#### [Directions]
In the data below, find every line with the word "message" and copy it.

#### [Data excerpts]
————————

PR #2955, opened 2018-03-24
Do not include some BGL related header files

afabri:
## Summary of Changes

The files `graph_traits_Polyhedron.h`, `properties_Polyhedron.h` and `Polyhedron_iostream.h` are included by `Polyhedon.h`

## Release Management

* Affected package(s): many


lrineau:
Is that a pull-request that should be integrated in CGAL-4.12? As far as I can see, it does not solve any bug, but just cleanup things. If it is true, I would prefer to delay it to CGAL-4.13, to avoid yet another reason to delay the next release (already late by 6 weeks).

afabri:
4.13 is ok.

lrineau:
@maxGimeno A few Travis job ends with a strange error:
https://travis-ci.org/CGAL/cgal/jobs/357804492#L2238
```
sudo bash .travis/install_openmesh.sh
bash: .travis/install_openmesh.sh: No such file or directory
```

Could you have a look and try to understand why the file is not in the merge commit tested by Travis?

maxGimeno:
Yes. We checked with Andreas, the file definitly exists. It must be a location related error, maybe a missing cd. I'm surprised it passed the checks in its own branch though.

afabri:
echo $CWD

lrineau:
`echo $PWD`, on Linux.

maxGimeno:
cd $ROOT is done outside the loop over the arguments, so only the first package of the three is in the right directory when launching the installation script. Fixed in #2957

sloriot:
Conflicts with master

PR #2957, opened 2018-03-26
Travis: Fixes

maxGimeno:
## Summary of Changes
Remove the verbose option in install_openmesh.sh so the logs are less polluted.
Also fix the name of the cmake variable that computes dependences.


lrineau:
The fixes must be backported to the 4.11 branch.

maxGimeno:
Those fixes only concern lines and files that did not exist in 4.11: there were no openmesh, so no tar errors, no dependencies check, so no message error and the CD error did not exist.

PR #2966, opened 2018-03-28
Travis: Fix install.sh

maxGimeno:
## Summary of Changes
Sometimes, install.sh runs fine but exits with code 100. I suppose it is caused by a warning about ppas that are not well secured, which does not trigger a failure for the || operator, but does when exiting the script with a non 0 code. 
I added exit 0 at the end of the file, to insure that if the script executed until the end, then we don't consider any error.


maxGimeno:
@lrineau Is there someting wrong with this PR ?

maxGimeno:
Thank you !

PR #2978, opened 2018-04-03
Property map: fix get() not returning the default value

MaelRL:
## Summary of Changes

`Default_property_map` should return the value that is chosen in the constructor. 

I also extended it to be a writable property map, with the idea that we don't have (or I can't find) a nice dummy property map that is also writable. It would then replace custom pmaps such as [No_mark](https://github.com/CGAL/cgal/blob/2cec8e6aca6cab7b5e733fc88ac6baed99560d0c/Polygon_mesh_processing/include/CGAL/Polygon_mesh_processing/internal/Corefinement/face_graph_utils.h#L39).

## Release Management

* Affected package(s): `Property_map`

### DIFF
--- a/Classification/include/CGAL/Classification/Point_set_feature_generator.h
+++ b/Classification/include/CGAL/Classification/Point_set_feature_generator.h
@@ -496,7 +496,7 @@ private:
     launch_feature_computation (new Feature_adder_verticality<VectorMap> (this, normal_map, 0));
   }
 
-  void generate_normal_based_features(const CGAL::Default_property_map<Iterator, typename GeomTraits::Vector_3>&)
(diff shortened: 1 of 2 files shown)


lrineau:
[`boost::ref_property_map](https://www.boost.org/doc/libs/1_49_0/libs/property_map/doc/ref_property_map.html) is provided by Boost, and is a read-write property map (and even lvalue property map).

Making `Default_property_map` read-write, but with a fake `put` function, seems a bad idea: the semantic of it would become fishy.

MaelRL:
`ref_property_map` is not very practical to use either. Renamed to `Constant_property_map`, hopefully making it less awkward that there is a `put()` free function.

sloriot:
Tested in CGAL-4.13-Ic-11

PR #2979, opened 2018-04-03
Polyhedron demo: Add a verbose option

### LINKED ISSUE #2439: Polyhedron demo log
The starting log of the polyhedron is rarely used. IMO, we better have it store internally and displayed on demand. The reason for this is that when I load a lot of times the demo my terminal gets polluted and I'd like to avoid redirected the output to `/dev/null` as I might need the output of some actions.

maxGimeno:
## Summary of Changes

With this PR, all the logs for the plugins loading are hidden, unless the demo has been launched with the --verbose option. Logs for the scripts are unaffected.
## Release Management

* Issue(s) solved (if any): fix #2439

### DIFF
--- a/Polyhedron/demo/Polyhedron/Polyhedron_demo.cpp
+++ b/Polyhedron/demo/Polyhedron/Polyhedron_demo.cpp
@@ -61,12 +61,7 @@ Polyhedron_demo::Polyhedron_demo(int& argc, char **argv,
   parser.addOption(verbose);
   parser.addPositionalArgument("files", tr("Files to open"), "[files...]");
   parser.process(*this);
-  if(parser.isSet(verbose)) {
-    d_ptr->mainWindow.reset(new MainWindow(true));
-  }
-  else{
-    d_ptr->mainWindow.reset(new MainWindow);
-  }
+  d_ptr->mainWindow.reset(new MainWindow(parser.isSet(verbose)));
   MainWindow& mainWindow = *d_ptr->mainWindow;
   
   mainWindow.setWindowTitle(main_window_title);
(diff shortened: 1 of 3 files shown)


Polyhedron/demo/Polyhedron/Polyhedron_demo.cpp
```diff
@@ -56,12 +56,19 @@ Polyhedron_demo::Polyhedron_demo(int& argc, char **argv,
...
   parser.addPositionalArgument("files", tr("Files to open"), "[files...]");
   parser.process(*this);
-
-  d_ptr->mainWindow.reset(new MainWindow);
+  if(parser.isSet(verbose)) {
+    d_ptr->mainWindow.reset(new MainWindow(true));
+  }
+  else{
+    d_ptr->mainWindow.reset(new MainWindow);
+  }
```
lrineau: ?!
```c++
d_ptr->mainWindow.reset(new MainWindow(parser.isSet(verbose));
```

lrineau:
@sloriot Could you verify if the new behavior of this PR corresponds to what you wanted (in #2439)?

sloriot:
With the current Qt config I have, I no longer have any qt_debug message printed on the console so I cannot really check.

lrineau:
#2439 was initially fill by Sébastien, who thereafter found a workaround. Is there still anyone interested by this PR and the `--verbose` option?

maxGimeno:
I am. And I think @janetournois might be too

maxGimeno:
@janetournois without the --verbose, at the start of the demo you still get the display of the scripts that are called, so it is not exactly nothing. But it is like 4 lines instead of 80.

janetournois:
Ok.
What worries me is more that I want to be able to have the 80 lines easily :-)

maxGimeno:
They are displayed if you use --verbose, yes.

PR #2980, opened 2018-04-03
Polyhedron demo: Fix NM simplices extraction

maxGimeno:
## Summary of Changes

Don't add NM edges extremities to NM vertices item when extracting the Non-Manifold Simplices of a polygon soup.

————————

#### [Result for this exercise]
Those fixes only concern lines and files that did not exist in 4.11: there were no openmesh, so no tar errors, no dependencies check, so no message error and the CD error did not exist.
With the current Qt config I have, I no longer have any qt_debug message printed on the console so I cannot really check.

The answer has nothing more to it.